Imagine looking at a distant star as a faint foreground object (such as a brown dwarf or a white dwarf) happens to cross your line of sight. As illustrated in Figure 23.21, the intervening object deflects a little more starlight than usual toward you, resulting in a temporary, but quite substantial, brightening of the distant star. In some ways, the effect is like the focusing of light by a lens, and the process is known as gravitational lensing. The foreground object is referred to as a gravitational lens. The amount of brightening and the duration of the effect depend on the mass, distance, and speed of the lensing object. Typically, the apparent brightness of the background star increases by a factor of 2 to 5 for a period of several weeks. Thus, even though the foreground object cannot be seen directly, its effect on the light of the background star makes it detectable. (In Chapter 25 we will encounter other instances of gravitational lensing in the universe, but on very much larger scales.)
Figure 23.21 Gravitational lensing by a faint foreground object (such as a brown dwarf) can temporarily cause a background star to brighten significantly, providing a means of detecting otherwise invisible stellar dark matter.
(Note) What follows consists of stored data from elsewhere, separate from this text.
PR #2909, opened 2021-10-09
guide: DVC Experiments Overview

jorgeorpinel:
> Originally extracted from https://github.com/iterative/dvc.org/pull/2654#issuecomment-936772206

- The [guide's index](https://dvc-org-exp-dvc-exps-pa-qhfdse.herokuapp.com/doc/user-guide/experiment-management) goes over Exp Mgmt in general (not only `exp` commands).
- The [new Exps Overview page](https://github.com/iterative/dvc.org/pull/2909/files#diff-59c6f50a088ff9d6ffbb2a0cb284901ea7c6c732fda9b937dbb34df43a8b883c) explains the basic  `dvc exp` workflow (happy path), contains implementation details (extracted [from Running Exps](https://github.com/iterative/dvc.org/pull/2909/files#diff-213c105f41cfb7e3abe29cba4fd80d9cf459bb94703b0a49708b23cf6b6cf5c5)), and **introduces `exp init`**.
- Additionally, [Persisting Exps](https://github.com/iterative/dvc.org/pull/2909/files#diff-64edd45172545bed656fae31b6639b4f9cf6fe51853eeca8f9208eb161527bbd) is now in a single place (stand-alone guide).

OTHER possible goals (may follow-up after this PR if needed):
- [x] Explain about exp ~~IDs and~~ names? From #2768
- [ ] What to say about **Organization patterns**?
  See https://github.com/iterative/dvc.org/pull/2909#pullrequestreview-775621414
  and https://github.com/iterative/dvc.org/pull/2909#pullrequestreview-812329316
- [ ] Improve **Basic workflow** section motivation and clearly differentiate it from the "new" DVC Experiments workflow.
  See https://github.com/iterative/dvc.org/pull/2909#pullrequestreview-819618983
- [ ] Create a diagram for different `exp` workflows? (at least the basic one)
  See https://github.com/iterative/dvc.org/pull/2909#pullrequestreview-794880808 below.
- [ ] Longer `exp init` section? Even rename or split from Overview? See [possible structure](https://github.com/iterative/dvc.org/pull/3015#pullrequestreview-804151331).

Issue #2768, opened 2021-08-31
guide: Running Experiments improvements


jorgeorpinel:
> Follow up to https://github.com/iterative/dvc.org/pull/2690

- [ ] Extract unnecessary details from https://dvc.org/doc/command-reference/exp (mainly from `run`) since a lot of it is explained here now.
- [ ] The pipeline section seems too deep. I think the guide could link to other parts of the docs more liberally -- for now https://dvc.org/doc/start/data-pipelines or https://dvc.org/doc/command-reference/dag#directed-acyclic-graph?
- [ ] Add about metrics.
- [ ] Explain that experiments can also track changes to data, code, etc.
- [ ] Delete note on "each experiment runs in an independent temporary directory" ?
- [ ] Review conceptual level of each section e.g. H2s for main subtopics, H3s for methods, hidden blocks for implementation `<details>`
- [ ] **Checkpoint experiments** is basically pulled from https://dvc.org/doc/command-reference/exp/run#checkpoints. We need to determine what to leave on the cmd ref. (rel 32548)

iesahin:
I believe the command reference should contain examples with one or two sentence explanations and the rest should be moved to UG. Command examples can continue to live in the ref. WDYT @jorgeorpinel

jorgeorpinel:
Yes, we need some cmd ref examples focused on how to use the CLI (not so much on explaining concepts). There can be examples in both places.

PR #3006, opened 2021-11-04
[NESTED] guide: Exp implementation details, naming into Overview

jorgeorpinel:
> Per https://github.com/iterative/dvc.org/pull/2909#discussion_r743028065

### DIFF
--- a/content/docs/user-guide/experiment-management/experiments-overview.md
+++ b/content/docs/user-guide/experiment-management/experiments-overview.md
@@ -16,7 +16,7 @@ are not pushed to Git remotes by default (see `dvc exp push`).
 </details>
 
 Experiments will have an auto-generated ID like `exp-bfe64` by default. A custom
-name can be given instead, using the `--name` (`-n`) option of `dvc exp run`.
+name can be given instead (using the `--name`/`-n` option of `dvc exp run`).
 
 > ID or name can be used to reference experiments with `dvc exp` subcommands.
 
--- a/content/docs/user-guide/experiment-management/experiments-overview.md
+++ b/content/docs/user-guide/experiment-management/experiments-overview.md
@@ -1,10 +1,29 @@
 # DVC Experiments Overview
 
-DVC Experiments are captures automatically by DVC when you [run them].
+DVC Experiments are captures automatically by DVC when you [run them]. Each
+experiment creates and tracks a project variation based on the changes in your
+<abbr>workspace</abbr>. Experiments preserve the latest commit in the current
+branch (Git `HEAD`) as their parent or _baseline_.
+
+<details>
+
+### ⚙️ How does DVC track experiments?
+
+Experiments are custom [Git references] (found in `.git/refs/exps`) with a
+single commit based on `HEAD` (not checked out by DVC). Note that these commits
+are not pushed to Git remotes by default (see `dvc exp push`).
+
+</details>
+
+Experiments will have an auto-generated ID like `exp-bfe64` by default. A custom
+name can be given instead, using the `--name` (`-n`) option of `dvc exp run`.
+
+> ID or name can be used to reference experiments with `dvc exp` subcommands.
 
 [run them]: /doc/user-guide/experiment-management/running-experiments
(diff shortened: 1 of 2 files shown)


content/docs/user-guide/experiment-management/experiments-overview.md
```diff
@@ -1,10 +1,29 @@
...
+Experiments are custom [Git references] (found in `.git/refs/exps`) with a
+single commit based on `HEAD` (not checked out by DVC). Note that these commits
+are not pushed to Git remotes by default (see `dvc exp push`).
+
+</details>
+
+Experiments will have an auto-generated ID like `exp-bfe64` by default. A custom
+name can be given instead (using the `--name`/`-n` option of `dvc exp run`).
+
+> ID or name can be used to reference experiments with `dvc exp` subcommands.
```
jorgeorpinel, line 21: @iesahin I'm not 100% sure this is right or consistent with the language you've used in other guides. Are `exp-abcde` called "IDs" or "auto-generated names"? Are the Git hashes called IDs instead? The hashes don't exist for queued experiments so it may be confusing to call those IDs.

We should make sure this terminology makes sense and is consistent 🙂 - let's figure it out here and I'll apply everywhere else.

content/docs/user-guide/experiment-management/experiments-overview.md
```diff
@@ -1,10 +1,29 @@
...
+### ⚙️ How does DVC track experiments?
+
+Experiments are custom [Git references] (found in `.git/refs/exps`) with a
+single commit based on `HEAD` (not checked out by DVC). Note that these commits
+are not pushed to Git remotes by default (see `dvc exp push`).
+
+</details>
+
+Experiments will have an auto-generated ID like `exp-bfe64` by default. A custom
+name can be given instead (using the `--name`/`-n` option of `dvc exp run`).
```
jorgeorpinel, line 19: Also (@iesahin), [Running Experiments](https://dvc.org/doc/user-guide/experiment-management/running-experiments) doesn't cover `--name` so I had to mention the command directly from here. It'd be ideal if there's a section there to link from here instead...

jorgeorpinel: Added a check box about this to https://github.com/iterative/dvc.org/issues/2768.

shcheklein (approved):

shcheklein:
@jorgeorpinel let's merge this, to then review the main one. It's hard otherwise. Probably not the best case to use nesting (it's better when changes do not overlap much / independent by their nature - not when they both change the same files for the same reason).

jorgeorpinel:
> let's merge this, to then review the main one

Are you sure? It's going to make reviewing https://github.com/iterative/dvc.org/pull/2909 harder. We could leave this unmerged until the main one is approved instead.

Agree that so far nesting hasn't been helpful. I'll stop trying 😓

content/docs/user-guide/experiment-management/experiments-overview.md
iesahin: I was using ID and name interchangeably to tell `exp-abc123` like names, which can be specified with `--name` option to `dvc  exp run`. Unfortunately, there are places that we need to tell `refs/exps/abc123eeefff333/` IDs as commit IDs. 

You're right that we should avoid ID to denote the former, and call the latter _commit ID_ instead. Could this be the naming convention?

jorgeorpinel: "commit ID" may also be confusing though. We already have a term for that I think? I.e. SHA or commit hash.

Maybe we only need "SHA/hash" and "name"? Avoid "ID" completely. WDYT?

iesahin: Could we put "experiment name" to the glossary? When we mention it for the first time, we can link to it. 

I'll try to avoid ID completely. 

Commit hash = SHA-256 of Git commits
Experiment name = `exp-123ab` like names in experiments.

iesahin: Can we have a wiki page about these notes, and review time to time? @jorgeorpinel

Of course, the probability that one star will pass almost directly in front of another, as seen from Earth, is extremely small. But by observing millions of stars every few days over a period of years (using automated telescopes and high-speed computers to reduce the burden of coping with so much data), astronomers have been able to see enough of these events to let them estimate the amount of stellar dark matter in the Galactic halo. The technique represents an exciting new means of probing the structure of our Galaxy. The first lensing events were reported in late 1993. Subsequent observations are consistent with lensing by low-mass white dwarfs and suggest that such stars could account for at least half of the dark matter inferred from dynamical studies.
Bear in mind, though, that the identity of the dark matter is not necessarily an all-or-nothing proposition. It is perfectly conceivable that more than one type of dark matter exists. For example, it is quite possible that most of the dark matter in the inner (visible) parts of galaxies is in the form of brown dwarfs and very-low-mass stars, while the dark matter farther out may be primarily in the form of exotic particles. We will return to this perplexing problem in later chapters.